Records contained in a dataset:
<<<<
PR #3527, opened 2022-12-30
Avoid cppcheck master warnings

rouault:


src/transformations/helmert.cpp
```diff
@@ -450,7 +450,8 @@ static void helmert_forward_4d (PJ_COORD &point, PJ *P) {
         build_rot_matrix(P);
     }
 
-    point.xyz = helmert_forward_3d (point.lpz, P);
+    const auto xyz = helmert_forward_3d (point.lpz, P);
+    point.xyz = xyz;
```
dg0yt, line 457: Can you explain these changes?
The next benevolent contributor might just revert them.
>>>>
<<<<
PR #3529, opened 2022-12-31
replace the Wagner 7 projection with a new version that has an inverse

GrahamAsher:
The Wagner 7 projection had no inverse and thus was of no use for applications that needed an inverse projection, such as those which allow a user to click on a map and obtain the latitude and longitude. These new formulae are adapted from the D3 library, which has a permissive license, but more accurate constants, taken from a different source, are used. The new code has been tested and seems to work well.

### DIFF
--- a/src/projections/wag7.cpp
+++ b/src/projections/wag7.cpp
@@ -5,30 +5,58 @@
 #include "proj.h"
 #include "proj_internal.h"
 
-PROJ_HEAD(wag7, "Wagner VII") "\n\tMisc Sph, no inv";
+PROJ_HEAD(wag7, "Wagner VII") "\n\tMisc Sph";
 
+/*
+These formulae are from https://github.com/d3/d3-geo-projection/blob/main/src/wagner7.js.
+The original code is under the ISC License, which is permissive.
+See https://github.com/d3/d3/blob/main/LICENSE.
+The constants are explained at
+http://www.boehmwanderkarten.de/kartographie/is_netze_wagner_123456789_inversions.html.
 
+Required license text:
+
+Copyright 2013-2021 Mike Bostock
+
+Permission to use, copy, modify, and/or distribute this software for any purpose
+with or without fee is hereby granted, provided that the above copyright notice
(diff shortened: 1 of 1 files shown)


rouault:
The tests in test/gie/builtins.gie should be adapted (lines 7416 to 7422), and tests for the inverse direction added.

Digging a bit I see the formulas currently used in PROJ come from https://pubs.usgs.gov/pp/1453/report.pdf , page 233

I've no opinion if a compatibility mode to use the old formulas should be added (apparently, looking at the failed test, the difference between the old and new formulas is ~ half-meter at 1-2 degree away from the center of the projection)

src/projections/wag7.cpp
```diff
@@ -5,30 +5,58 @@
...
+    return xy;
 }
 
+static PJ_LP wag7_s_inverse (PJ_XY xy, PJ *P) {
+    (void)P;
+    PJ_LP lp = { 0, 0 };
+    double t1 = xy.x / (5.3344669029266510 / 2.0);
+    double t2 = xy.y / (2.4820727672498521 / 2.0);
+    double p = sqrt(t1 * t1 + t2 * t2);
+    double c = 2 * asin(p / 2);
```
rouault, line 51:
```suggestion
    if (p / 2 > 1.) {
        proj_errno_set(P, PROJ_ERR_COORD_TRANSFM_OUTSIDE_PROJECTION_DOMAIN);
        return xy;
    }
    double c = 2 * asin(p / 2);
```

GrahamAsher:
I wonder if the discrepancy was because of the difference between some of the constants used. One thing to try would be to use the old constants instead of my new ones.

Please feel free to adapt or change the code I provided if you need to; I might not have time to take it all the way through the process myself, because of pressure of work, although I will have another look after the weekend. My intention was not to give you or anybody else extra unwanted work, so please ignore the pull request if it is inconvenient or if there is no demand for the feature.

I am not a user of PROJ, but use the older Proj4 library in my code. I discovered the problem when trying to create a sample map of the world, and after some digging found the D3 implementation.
>>>>
<<<<
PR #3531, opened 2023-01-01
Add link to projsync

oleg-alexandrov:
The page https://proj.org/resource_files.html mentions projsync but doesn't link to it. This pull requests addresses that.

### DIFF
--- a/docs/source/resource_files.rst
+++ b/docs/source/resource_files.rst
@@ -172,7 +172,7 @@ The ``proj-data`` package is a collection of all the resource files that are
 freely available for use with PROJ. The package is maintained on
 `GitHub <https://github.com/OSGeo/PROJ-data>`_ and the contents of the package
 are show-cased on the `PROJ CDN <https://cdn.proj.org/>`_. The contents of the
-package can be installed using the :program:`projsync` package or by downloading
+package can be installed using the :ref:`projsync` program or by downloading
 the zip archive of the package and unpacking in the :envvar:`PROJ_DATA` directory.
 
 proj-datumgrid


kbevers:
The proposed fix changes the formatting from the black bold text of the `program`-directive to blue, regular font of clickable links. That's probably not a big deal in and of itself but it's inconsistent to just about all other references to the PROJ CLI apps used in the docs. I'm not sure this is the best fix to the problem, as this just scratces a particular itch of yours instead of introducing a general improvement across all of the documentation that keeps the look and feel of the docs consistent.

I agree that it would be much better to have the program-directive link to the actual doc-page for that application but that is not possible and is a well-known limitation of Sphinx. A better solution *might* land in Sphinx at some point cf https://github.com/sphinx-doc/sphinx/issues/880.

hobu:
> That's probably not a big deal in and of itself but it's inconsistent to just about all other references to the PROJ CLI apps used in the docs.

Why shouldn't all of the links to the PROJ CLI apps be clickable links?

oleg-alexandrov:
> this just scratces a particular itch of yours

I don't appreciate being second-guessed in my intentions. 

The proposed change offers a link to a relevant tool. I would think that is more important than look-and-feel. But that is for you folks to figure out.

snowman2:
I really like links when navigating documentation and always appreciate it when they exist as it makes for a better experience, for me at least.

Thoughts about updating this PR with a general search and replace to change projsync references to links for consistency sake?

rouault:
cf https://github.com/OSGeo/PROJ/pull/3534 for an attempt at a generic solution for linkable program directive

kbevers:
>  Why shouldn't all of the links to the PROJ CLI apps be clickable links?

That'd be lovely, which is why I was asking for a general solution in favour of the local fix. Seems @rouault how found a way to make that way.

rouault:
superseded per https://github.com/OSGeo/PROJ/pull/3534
>>>>
> **AIM OF THE EXERCISE**
From the data above, show each line that contains "solution".

> **FINISHED EXERCISE**
I agree that it would be much better to have the program-directive link to the actual doc-page for that application but that is not possible and is a well-known limitation of Sphinx. A better solution *might* land in Sphinx at some point cf https://github.com/sphinx-doc/sphinx/issues/880.
cf https://github.com/OSGeo/PROJ/pull/3534 for an attempt at a generic solution for linkable program directive
That'd be lovely, which is why I was asking for a general solution in favour of the local fix. Seems @rouault how found a way to make that way.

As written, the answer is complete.